Can you get a recorder app on your phone then without his knowledge and record him saying that he married you under false pretenses thinking he was going to change you after the wedding? Focus on that.

That might be good information to use for an annulment, or a divorce.

He duped you. He is not the man he pretended to be. Giving you the silent treatment because you won't change is manipulative and abuse. Don't let him convince you that he is right and you are wrong.

You accepted his religion. Do you force him to eat pork? Probably not. You thought he would respect your culture and religion, and he is not.

He is not going to change. This is who he is. He will only get worse.
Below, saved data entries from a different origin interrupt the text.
PR #3257, opened 2024-02-26
`ContractCaller` initializes without validating the `block_identifier`

### LINKED ISSUE #2816: Call contract function using block hash makes two requests inside
Hi!

All call to contract functions with block identifier as block hash makes two requests:
1. Fetch block by block hash.
2. Send call request to contract with block number from previous response.

https://github.com/ethereum/web3.py/blob/master/web3/contract/contract.py#L406

### How can it be fixed?

I propose to replace this part
https://github.com/ethereum/web3.py/blob/a35351d8bb3305a3b31bcbcac9f76a00c83c6d23/web3/_utils/contracts.py#L419-L421
with
```python
elif is_hex_encoded_block_hash(block_identifier):
    return block_identifier
elif isinstance(block_identifier, bytes):
    retrurn '0x' + block_identifier.hex()
```

reedsa:
### What was wrong?

Closes #2816 

### How was it fixed?

Remove call to `parse_block_identifier` when initializing `ContractCaller` functions. The validation occurs when calling the function itself.

### Todo:

#### Cute Animal Picture

Screen Shot 2024-02-26 at 4 17 26 PM

### DIFF
--- a/newsfragments/3257.performance.rst
+++ b/newsfragments/3257.performance.rst
@@ -1,0 +1,1 @@
+Remove call to ``parse_block_identifier`` when initializing ``ContractCaller`` functions.
--- a/tests/core/contracts/test_contract_caller_interface.py
+++ b/tests/core/contracts/test_contract_caller_interface.py
@@ -149,24 +149,38 @@ def test_caller_with_invalid_block_identifier(w3, math_contract):
 
 
 def test_caller_with_block_identifier(w3, math_contract):
-    start_num = w3.eth.get_block("latest").number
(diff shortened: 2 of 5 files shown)


pacrob (approved):
lgtm!

fselmo (approved):
lgtm. Do we have a test that tests a block `hash` as the block id? I think that was the case in question right?

reedsa:
@fselmo Good catch, added those in and cleaned up those tests a bit more.

fselmo:
Sounds good. Ship it!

Can you move in with your family right away while you work on how to divorce him? You need to be away from him, as he is eroding your self esteem, courage, and he is attempting to isolate you from all your support groups.
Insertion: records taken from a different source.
PR #3262, opened 2024-03-04
Set all call timeout defaults on providers to ``30``:

### LINKED ISSUE #1939: Set default timeouts to mirror Geth
* Version: all
* Python: all
* OS: all

### What was wrong?
Geth specifies default timeouts of 30s [1] per request. Clients that use this library should expect the default behavior to match that of the node. This is particularly true for writes (sendRawTransaction) because of the data inconsistencies that can arise from a successful transaction that returns a client-side timeout.

[1] https://github.com/ethereum/go-ethereum/blob/053ed9cc847647a9b3ef707d0efe7104c4ab2a4c/rpc/http.go#L99

### How can it be fixed?

Fill this section in if you know how this could or should be fixed.

fselmo:
### What was wrong?

- In the HTTP cases, this actually increases the timeout which matches the timeouts in some clients (like Geth); closes #1939.
- This commit also sets the persistent connection timeout to be the same as the HTTP timeout for a request which seems reasonable and keeps consistency.

### Todo:

### DIFF
--- a/newsfragments/3262.misc.rst
+++ b/newsfragments/3262.misc.rst
@@ -1,0 +1,1 @@
+Set all provider default timeouts to ``30``, effectively increasing HTTP timeouts to better match those of certain clients.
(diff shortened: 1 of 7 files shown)


reedsa (approved):
Lgtm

You will end up a prisoner in your own home. Get out while you can. This is very serious.


----------



## MattMatt (May 19, 2012)

Amarah said:


> Im Christian married to a Muslim man. Before our wedding, I made it clear to him that I will not convert to Islam and he agreed. We were so happy during our first year but things change after that. He demanded me to wear clothes from neck to toe (but not hijab) even during summer and we always argue because of that. I compromise by changing my clothing style but he wants more.Now, he wants me to use a shawl always. Another thing is the food. He dont want me to eat any food that theres no halal code in it. We cannot even eat out. I talked to him many times that we must understand each other as we have different culture and religion but he was so close minded. He never appreciated my sacrifices. He just want me to change.Im so frustrated, exhausted and unhappy . I was trying to compromise everything. And if I don't follow what he wants, he says that I dont even listen to him which a wife should do. Now, he wants me to cut my communication with my male friends in social media which Ive known before I met him. One thing more, he always drags my family into our fight. He says I have same attitude with my mom. For the record, he hates my mom. Can someone give me any advice?
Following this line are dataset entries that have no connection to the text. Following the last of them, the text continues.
PR #3264, opened 2024-03-05
Replace `ipc_path` variable with `endpoint_uri`

ehdgks0627:
### What was wrong?

The `AsyncIPCProvider` class was using `ipc_path` instead of `endpoint_uri` from its super class, `PersistentConnectionProvider`. 

### How was it fixed?

Remove the usage of `ipc_path` and replaced it with `endpoint_uri` in the `PersistentConnectionProvider` class.

### DIFF
--- a/docs/providers.rst
+++ b/docs/providers.rst
@@ -254,19 +254,19 @@ Persistent Connection Base Class
 AsyncIPCProvider
 ++++++++++++++++
 
-.. py:class:: web3.providers.persistent.AsyncIPCProvider(ipc_path=None, max_connection_retries=5)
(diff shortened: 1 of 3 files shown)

Yes. You need to consider how bad he may become over time.

He is demanding that you disobey Jesus by eating "Halal" food. 



> Mark 7:19-21 New International Version (NIV)
> 19 For it doesn’t go into their heart but into their stomach, and then out of the body.” (In saying this, Jesus declared all foods clean.)
> 
> 20 He went on: “What comes out of a person is what defiles them. 21 For it is from within, out of a person’s heart, that evil thoughts come—sexual immorality, theft, murder...


https://www.biblegateway.com/passage/?search=Mark+7:19-21&version=NIV


----------



## PretzelLogic (Jan 16, 2018)

Amarah said:


> He said we will never be happy if *I * dont compromise.


Thats terrible, and really the crux of it all, isnt it?
If YOU dont compromise you both (the "we") will NEVER be happy...

One person can't compromise.
One person can ONLY give up what they value, or give into what they dont believe in this situation.

Furthest thing from compromise I could imagine...


----------



## Ursula (Dec 2, 2016)

Amarah said:


> He said we will never be happy if I dont compromise. Now he is giving me a silent treatment. I dont even want to start any conversation. I still do my duties- cooking and preparing his lunch for work. I don't know what to do and where to start.


I'm all for compromise! BUT, if you have to compromise, he also has to. What is he compromising on?


----------



## uhtred (Jun 22, 2016)

It sounds like you discussed this before you were married and said that you would not follow his religion. Maybe he thought you would still act as a traditional muslim wife even if you didn't convert, or maybe he changed his mind. Maybe you told him but he didn't listen.

In any case this is a fundamental divide between you. I think that you need to tell him in very clear terms that you do not plan to live as a muslim wife, and that if that is not OK with him, then you are both better off divorced. 

I don't see this as about a particular religion, but about someone who wants their spouse to follow their religious lifestyle. That is something that needs to be agreed before marriage. .


----------



## ABHale (Jan 3, 2016)

Don’t get pregnant. 

If he has dual citizenship once the baby is born, he could go back to his home country with the baby. You would never see the child again unless you went there as well as the dutiful Muslim wife.


----------



## EleGirl (Dec 3, 2011)

@Amarah ;

Do you have a job outside the home? Or do you stay at home?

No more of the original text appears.